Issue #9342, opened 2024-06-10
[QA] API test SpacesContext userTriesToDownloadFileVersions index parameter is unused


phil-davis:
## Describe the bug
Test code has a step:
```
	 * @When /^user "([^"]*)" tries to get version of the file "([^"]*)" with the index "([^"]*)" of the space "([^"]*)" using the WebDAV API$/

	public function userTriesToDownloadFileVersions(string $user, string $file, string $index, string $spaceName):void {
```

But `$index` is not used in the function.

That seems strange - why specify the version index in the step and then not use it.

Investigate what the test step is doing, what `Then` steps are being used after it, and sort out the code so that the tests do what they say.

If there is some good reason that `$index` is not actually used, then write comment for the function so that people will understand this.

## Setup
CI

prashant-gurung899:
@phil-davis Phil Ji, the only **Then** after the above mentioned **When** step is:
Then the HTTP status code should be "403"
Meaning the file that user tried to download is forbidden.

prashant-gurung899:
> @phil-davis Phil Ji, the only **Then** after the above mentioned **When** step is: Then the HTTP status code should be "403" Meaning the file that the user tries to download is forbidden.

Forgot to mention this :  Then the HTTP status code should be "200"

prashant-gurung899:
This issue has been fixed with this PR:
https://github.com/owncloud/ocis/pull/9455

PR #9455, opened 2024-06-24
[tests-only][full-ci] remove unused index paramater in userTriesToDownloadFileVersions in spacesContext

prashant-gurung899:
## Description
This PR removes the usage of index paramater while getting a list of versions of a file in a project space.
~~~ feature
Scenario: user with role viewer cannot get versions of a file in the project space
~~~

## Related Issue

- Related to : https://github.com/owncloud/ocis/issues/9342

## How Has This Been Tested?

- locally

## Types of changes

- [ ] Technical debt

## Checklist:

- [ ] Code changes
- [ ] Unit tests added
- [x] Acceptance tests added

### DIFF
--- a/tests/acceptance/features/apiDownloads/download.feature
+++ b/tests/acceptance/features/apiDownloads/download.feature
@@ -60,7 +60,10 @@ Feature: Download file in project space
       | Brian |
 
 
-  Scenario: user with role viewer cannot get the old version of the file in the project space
::::::
Problem statement: The line with "- [ ] Technical debt", the last line of the data above, and every line between them should be duplicated exactly, with nothing else.

Your response:
- [ ] Technical debt

## Checklist:

- [ ] Code changes
- [ ] Unit tests added
- [x] Acceptance tests added

### DIFF
--- a/tests/acceptance/features/apiDownloads/download.feature
+++ b/tests/acceptance/features/apiDownloads/download.feature
@@ -60,7 +60,10 @@ Feature: Download file in project space
       | Brian |
 
 
-  Scenario: user with role viewer cannot get the old version of the file in the project space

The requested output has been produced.